FIDO2 defines two authenticator attachment modalities:

  • Platform authenticators are built into the host device (e.g., Windows Hello TPM-backed key, macOS Touch ID Secure Enclave key, Android biometric key). On Linux desktops, platform authenticators are uncommon.
  • Roaming authenticators are external devices connected via USB HID, NFC, or BLE (e.g., YubiKey 5, SoloKeys, Google Titan, Nitrokey).

This backend targets roaming authenticators. For platform biometric unlock on Linux, the Biometrics backend (AuthFactorId::Fingerprint) is the appropriate choice – it uses fprintd/polkit rather than CTAP2.

Browser-less Operation

Open Sesame communicates directly with authenticators via libfido2, the reference CTAP2 C library maintained by Yubico. Consequences:

  • No origin binding. The RP ID is a synthetic string (open-sesame:{profile}), not a web origin. There is no TLS channel binding.
  • No browser UI. The daemon overlay prompts the user to touch the authenticator. The backend blocks on the CTAP2 transaction until UP/UV is satisfied or a timeout expires.
  • Attestation is informational.
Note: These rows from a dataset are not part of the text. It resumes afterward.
PR #1257, opened 2026-05-11
Make grid and testdata download explicitly true

iomaganaris:
- Fixes bencher CI issue: https://gitlab.com/cscs-ci/ci-testing/webhook-ci/mirrors/5125340235196978/2255149825504672/-/jobs/14297540064
```
    def _download_grid_file(grid: definitions.GridDescription) -> pathlib.Path:
        full_name = dt_utils.get_grid_filepath(grid)
        grid_directory = full_name.parent
        grid_directory.mkdir(parents=True, exist_ok=True)
        if config.ENABLE_GRID_DOWNLOAD:
            uri = dt_utils.get_grid_archive_url(definitions.TESTDATA_ROOT_URL, grid)
            data_handling.download_and_extract(
                uri,
                grid_directory,
            )
        else:
            # If grid download is disabled, we check if the file exists
            # without locking. We assume the location is managed by the user
            # and avoid locking shared directories (e.g. on CI).
            if not full_name.exists():
>               raise FileNotFoundError(
                    f"Grid file {full_name} does not exist and grid download is disabled."
                )
E               FileNotFoundError: Grid file /icon4py/testdata/grids/icon_grid_0021_R02B06_G/icon_grid_0021_R02B06_G.nc does not exist and grid download is disabled.
```
- Update bencher version

### DIFF
--- a/.github/workflows/icon4py-test-model.yml
+++ b/.github/workflows/icon4py-test-model.yml
@@ -12,8 +12,8 @@ on:
 env:
   ICON4PY_TEST_DATA_PATH: "${{ github.workspace }}/testdata"
   NUM_PROCESSES: auto
-  ICON4PY_ENABLE_GRID_DOWNLOAD: true
-  ICON4PY_ENABLE_TESTDATA_DOWNLOAD: true
+  ICON4PY_ENABLE_GRID_DOWNLOAD: false
+  ICON4PY_ENABLE_TESTDATA_DOWNLOAD: false
   PYTEST_ADDOPTS: "--durations=0"
 
 jobs:
--- a/.github/workflows/icon4py-test-model.yml
+++ b/.github/workflows/icon4py-test-model.yml
@@ -12,8 +12,8 @@ on:
 env:
   ICON4PY_TEST_DATA_PATH: "${{ github.workspace }}/testdata"
   NUM_PROCESSES: auto
-  ICON4PY_ENABLE_GRID_DOWNLOAD: false
-  ICON4PY_ENABLE_TESTDATA_DOWNLOAD: false
+  ICON4PY_ENABLE_GRID_DOWNLOAD: true
+  ICON4PY_ENABLE_TESTDATA_DOWNLOAD: true
   PYTEST_ADDOPTS: "--durations=0"
 
 jobs:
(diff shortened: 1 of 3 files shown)


.github/workflows/icon4py-test-model.yml
iomaganaris, line 61: Not sure whether we should remove this step or not

msimberg: Ah, sorry @iomaganaris that I led you down a path I didn't intend for. I'd leave downloads disabled in the github workflows since we have a clean way to cache that (and caching is good to avoid hitting our ceph storage every job).

In the cscs ci workflows our caching is effectively the filesystem (which is also good, but which we can't use in the github workflows).

iomaganaris: I see. I also agree that using the filesystem is a good caching approach since the files should already be there and shouldn't change much so maybe we should just make sure that all the necessary files exist in the proper directories instead of enabling downloads?

msimberg: The old approach was to always manually populate the filesystem for CSCS CI, which is why the download options were off, but I think it's nicer to keep it enabled now that we have (hopefully) working concurrent downloads etc. And yeah, they should not be changed very often, but when they do it's annoying to have to enable downloads and/or ask someone to upload the files to the filesystem. This is more important for serialized data than for grid files, but I think we can keep both enabled in CSCS CI.

I'd rather try to make the github workflows cache more dynamic (it currently reacts to grid name changes/locations correctly, but one still has to manually add a grid to the list of grids to download). I think it's not very urgent to update that though and it works well enough exactly because the grids rarely change. I'd definitely not try to change that in this PR.

Does that make sense?

iomaganaris:
cscs-ci run benchmark-bencher

.github/workflows/icon4py-test-model.yml
iomaganaris: Yes, it makes sense 👍 I have only enabled the downloads for the bencher cscs-ci then

msimberg (approved):

iomaganaris:
cscs-ci run benchmark-bencher

kotsaloscv (approved):

iomaganaris:
cscs-ci run benchmark-bencher

iomaganaris:
cscs-ci run benchmark-bencher

iomaganaris:
cscs-ci run benchmark-bencher

iomaganaris:
cscs-ci run benchmark-bencher

iomaganaris:
cscs-ci run default

iomaganaris:
cscs-ci run distributed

The attestation object is stored for optional future policy enforcement (e.g., restricting enrollment to FIPS-certified authenticators via FIDO Metadata Service lookup) but is not verified during normal unlock.

Integration Dependencies

DependencyTypePurpose
libfido2 >= 1.13System C libraryCTAP2 HID/NFC/BLE transport
libfido2-devSystem packageBuild-time headers and pkg-config
Rust crate: libfido2 or ctap-hid-fido2Cargo dependencySafe Rust bindings
udev rule or plugdev groupSystem configUser access to /dev/hidraw* devices

Threat Model Considerations

  • Deterministic KEK. The HMAC-secret output is deterministic for a given (credential, salt) pair. Changing the vault salt invalidates the KEK; re-enrollment is required after re-keying.
  • Loss recovery. If the authenticator is lost or destroyed, the enrollment blob is useless. Recovery requires another enrolled factor (password, SSH agent, etc.).
  • Clone resistance. Depends on the authenticator hardware. Devices with a secure element (YubiKey 5, SoloKeys v2) resist cloning. Software-only CTAP2 implementations (e.g., libfido2 soft token) provide no clone resistance.
  • PIN brute-force. CTAP2 authenticators implement per-device PIN retry counters with lockout. This is enforced by the authenticator firmware, not by Open Sesame.
  • Relay attacks. An attacker with network access to the USB HID device could relay CTAP2 messages. Physical proximity verification is delegated to the authenticator’s UP mechanism.